TL;DR: PromptWright is a free web tool that converts prompts between formats, grades their quality, and upgrades them with AI-powered rewrites.
What It Does
Most prompts are written once, pasted into a chat window, and never improved. PromptWright gives you a way to quickly upgrade your prompts - convert them between model-specific formats, get a structured quality assessment, and fix the problems that make outputs unreliable.
Three tools, one workflow:
- Convert - Bi-directional conversion between Markdown (ChatGPT-optimized) and XML (Claude-optimized) formats. Paste a prompt, get the other format instantly. Runs entirely client-side - your prompt never leaves your browser
- Grade - Structural analysis across six dimensions: role clarity, instruction specificity, output constraints, example coverage, variable hygiene, and structural organization. Returns a letter grade (A-F) with specific, actionable findings
- Upgrade - AI-powered rewrite that applies all grading findings: adds missing sections, tightens ambiguous instructions, generates output schemas, and creates few-shot examples. The upgraded prompt is re-graded so you can see the exact improvement
How It Works
At the core is Prompt IR (Intermediate Representation) - a canonical internal format borrowed from compiler design. Instead of converting directly between formats (which requires N×N converters as you add targets), every prompt is first parsed into a structured IR, then rendered to the target format.

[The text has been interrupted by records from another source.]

PR #421, opened 2024-03-14
OAuth Providers Github App email problem

monoald:
When trying authentication with Github App, Github only sends the user's profile public email if there is any we receive `null`.
I am now explicitly requesting user emails to get a non-null value.

### DIFF
--- a/.changeset/sharp-fans-explain.md
+++ b/.changeset/sharp-fans-explain.md
@@ -1,0 +1,5 @@
+---
+'@hono/oauth-providers': minor
+---
+
+Github App user email problem
--- a/packages/oauth-providers/src/providers/github/authFlow.ts
+++ b/packages/oauth-providers/src/providers/github/authFlow.ts
@@ -21,6 +21,9 @@ type Token = {
   token: string
   expires_in?: number
 }
+
+const userAgent = 'Hono-Auth-App'
+
 export class AuthFlow {
   client_id: string
   client_secret: string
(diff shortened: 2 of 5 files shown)


packages/oauth-providers/src/providers/github/authFlow.ts
```diff
@@ -103,6 +109,26 @@ export class AuthFlow {
       throw new HTTPException(400, { message: response.message })
     }
 
+    if (!this.oauthApp) {
+      const emails = (await fetch('https://api.github.com/user/emails', {
+        headers: {
+          Authorization: `Bearer ${this.token?.token}`,
+          'User-Agent': 'Hono-Auth-App',
```
yusukebe, line 116: It's better to make `Hono-Auth-App` as a constant.

.changeset/sharp-fans-explain.md
```diff
@@ -0,0 +1,5 @@
+---
+'@hono/oauth-providers': minor
```
yusukebe, line 2: I think it will be `patch` release because this PR is `fix`.

How do you think?

monoald: Right! My bad. I'll change it now

monoald:
Changes made it, `"Hono-Auth-App"` as a constant  and minor bump changed for patch bump.

yusukebe (commented):
LGTM!

yusukebe:
@monoald 

Thanks! Let's go with it.

PR #456, opened 2024-04-16
fix(firebase-auth): error handling to wrap root errors

Code-Hex:
Summary:
- fix error handling to wrap root errors
- updated deps
  - hono to use v4
  - vitest to use v1.5.0


Code-Hex:
@yusukebe Could you review this one please? 🙏

packages/firebase-auth/src/index.ts
```diff
@@ -142,10 +143,12 @@ export const verifySessionCookieFirebaseAuth = (
       })
       setFirebaseToken(c, idToken)
     } catch (err) {
-      const res = c.redirect(config.redirects.signIn)
-      throw new HTTPException(res.status, {
+      const status = 302
+      const res = c.redirect(config.redirects.signIn, status)
+      throw new HTTPException(status, {
         res,
         message: `failed to verify the requested firebase token: ${String(err)}`,
```
yusukebe, line 150: Is `${String(err)}` necessary? I think it may not be needed if passing an `err` to a `cause`.

yusukebe:
Hi @Code-Hex 

I've made one comment. And is it difficult to write tests?

packages/firebase-auth/src/index.ts
Code-Hex: @yusukebe Thanks!
This is for backward compatibles. Until now, there was no way to determine a root error, only whether it was contained in a string. Removing this process breaks existing application logic.

So I left it as it was!

Code-Hex:
@yusukebe It's OK!
> write tests

I will add test to check unwrap errors.

packages/firebase-auth/src/index.ts
yusukebe: Thank you for the explanation! Understood well! Let's go with it.

Code-Hex:
@yusukebe I added some tests for this!

yusukebe (approved):
LGTM!

yusukebe:
@Code-Hex 

Thanks! I'll merge this now.

Issue #455, opened 2024-04-15
access hono context from trpc route


benjamine:
when running hono in cloudflare, I'd need the hono context to access for example a D1 db at `c.env.DB`.
In general I think the trpc routes should get access to the hono context.

This could be achieved by adding a `createContext` parameter to `trpcServer` but if provided as a parameter it won't have access to the specific hono context,

this could be done modifying `tprcServer` implementation [here](https://github.com/honojs/middleware/blob/ffd67e5412815cd407ecab31ea10d23b7f5a761c/packages/trpc-server/src/index.ts#L9-L18) like this:

``` ts
export const trpcServer = ({
	endpoint = "/trpc",
	...rest
}: tRPCOptions): MiddlewareHandler => {
	return async (c) => {
		const res = fetchRequestHandler({
			...rest,
			endpoint,
			req: c.req.raw,
			createContext: () => ({
				env: c.env,
			}),
		});
		return res;
	};
};
```

although maybe a more generic solution is preferrable (this would interfere with a `createContext` provided as config in `rest`)

yusukebe:
Hi @benjamine Thank you for raising the issue.

> this could be done modifying `tprcServer` implementation [here](https://github.com/honojs/middleware/blob/ffd67e5412815cd407ecab31ea10d23b7f5a761c/packages/trpc-server/src/index.ts#L9-L18) like this:

This seems to be good! Can you create the PR with this change and tests?

benjamine:
@yusukebe I gave it a try at #458 , similar to the code example above, but I also allowed people to specify a `createContext` without breaking the expected behavior, and still have control to customize how data is copied from hono context if they want to.

PR #458, opened 2024-04-16
feat(trpc): access hono context from trpc procedures

benjamine:
this would solve #455

change should be backwards compatible (so not bumping the minor version).

### DIFF
--- a/.changeset/dull-carrots-wash.md
+++ b/.changeset/dull-carrots-wash.md
@@ -1,0 +1,5 @@
+---
+'@hono/trpc-server': minor
+---
+
+access hono context from trpc procedures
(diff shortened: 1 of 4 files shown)


yusukebe:
Hi @benjamine 

Look good! One thing: can you run `yarn changeset` on the top level of the project to create a changeset? I think it will be a `minor` change (not patch or major), because it provide a new feature.

benjamine:
@yusukebe sorry for the delay, just added the minor changeset

yusukebe:
@benjamine 

Thank you very much! I'll merge this and release it now.

benjamine:
you're welcome, thank you for hono! 🙏

PR #478, opened 2024-04-25
fix(auth-js): env AUTH_URL not working

DIYgod:
In the previous implementation, `AUTH_URL` was invalid because `c.req.raw` already includes the URL base. The provided URL base, `c.env.AUTH_URL`, will not be utilized. This issue will prevent the hono + auth.js project deployed behind a proxy from obtaining the correct `callback-url`.

### DIFF
--- a/.changeset/itchy-dolls-crash.md
+++ b/.changeset/itchy-dolls-crash.md
@@ -1,0 +1,5 @@
+---
+'@hono/auth-js': patch
+---
+
+fix env AUTH_URL not working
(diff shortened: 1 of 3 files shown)


yusukebe:
Hi @DIYgod !

Thank you for the PR.

It looks good, but we'd like to have a test. I think only the unit test is OK. How about adding the following test to `test/index.test.ts`?

```ts
describe('reqWithEnvUrl()', () => {
  const req = new Request('http://request-base/request-path')
  const newReq = reqWithEnvUrl(req, 'http://auth-url-base/auth-url-path')
  it('Should rewrite the base path', () => {
    expect(newReq.url.toString()).toBe('http://request-base/request-path')
  })
})
```

yusukebe:
Plus, can you run `yarn changeset` at the top-level of the directory to create a changeset? It will be a patch release.

DIYgod:
Hi @yusukebe 

Thanks for the reminder, I have added the test case and changeset.

yusukebe (approved):
LGTM!

yusukebe:
@DIYgod 

Thanks! Shipping now!

PR #481, opened 2024-04-27
fix(auth-js): AUTH_URL not working in getAuthUser

DIYgod:
It is the same URL base issue as #478, sorry for not fully fixing it last time.


yusukebe:
Hi @DIYgod !

It looks good to me, though I may add tests later. Thanks!

PR #488, opened 2024-04-30
fix: deprecated json response method

Frog-kt:
Fixed a part of deprecated response json method in hono since v4.

`c.jsonT -> c.json`

source: [Migration Guide v3.12.x to v4.0.0](https://github.com/honojs/hono/blob/f2985492a30f14f9b2fbeffd5cc6b3aaeb34a2d1/docs/MIGRATION.md?plain=1#L11)


yusukebe:
Hi @Frog-kt 

Thanks. These are good fixes. Merging now.

PR #492, opened 2024-05-02
feat: Introduce WebSocket helper for Node.js | `@hono/node-ws`

nakasyou:
I created WebSocket helper implementation for Node.js

Usage:
```ts
import { createNodeWebSocket } from '@hono/node-ws'
import { Hono } from 'hono'
import { serve } from '@hono/node-server'

const app = new Hono()

const { injectServer, upgradeWebSocket } = createNodeWebSocket({ app })

app.get('/ws', upgradeWebSocket((c) => ({
  // https://hono.dev/helpers/websocket
})))

const server = serve(app)
injectServer(server)
```


yusukebe:
Hi @nakasyou

Awesome! But I think it would be better to move this to https://github.com/honojs/node-server and include it into the `@hono/node-server` package. Then, we can rename it like `@hono/node-server/ws`.

nakasyou:
@yusukebe, thank you for your advice!

I have thought about that, but `@hono/node-server` doesn't have any dependencies.
`@hono/node-ws` depends on `ws`, so I have decided to create WebSocket Helper on honojs/middleware.

What do you think about?

yusukebe:
@nakasyou 

Ahhhh, I see!! Okay, I'll check this later. Thanks!

yusukebe:
@nakasyou 

There are diffs in other packages, not only this package. I've updated the main repo after formatting them. So, could you rebase this PR to the main? Maybe works well. Then, I'll review it.

nakasyou:
@yusukebe, I do it. But it problem couldn't resolve.

yusukebe:
@nakasyou 

> Do I need recreate PR?

Yes, please! You don't have to include any changes in other packages.

yusukebe:
Closing

PR #494, opened 2024-05-03
fix(auth-js): react package work with ssr

divyam234:
@yusukebe  This pr deploy a fix for ssr  in react package  to work with remix and nextjs


yusukebe:
Hi @divyam234 

Okay, we can merge this. Thanks!

PR #503, opened 2021-06-09
Add GitHub Action to build with CMake on Windows, Linux and macOS.

kblaschke:
Just a workflow file plus some CMake scripts for each step that do the actual work.

The workflow builds projectM on all three major desktop platforms using the public GitHub runners and packages the results. Currently, the archives will not be unpack-and-run, as the structure is currently fixed to the Linux install layout. It's mainly there to check for build failures on one or more platforms using the CMake scripts.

The IR decomposes any prompt into typed sections - system role, instructions, context, examples, constraints, input variables, and output contracts. This structure is what makes format-agnostic grading possible: the grader scores the IR, not the raw text, so the same prompt gets the same grade regardless of whether it was written in Markdown or XML.
Conversion uses AST-based parsing (remark/mdast for Markdown, fast-xml-parser for XML) with semantic heading classification. A heading like ”## System” or ”## Role” maps to the system section type. Unknown headings are preserved as generic sections - no data loss, even on ambiguous input.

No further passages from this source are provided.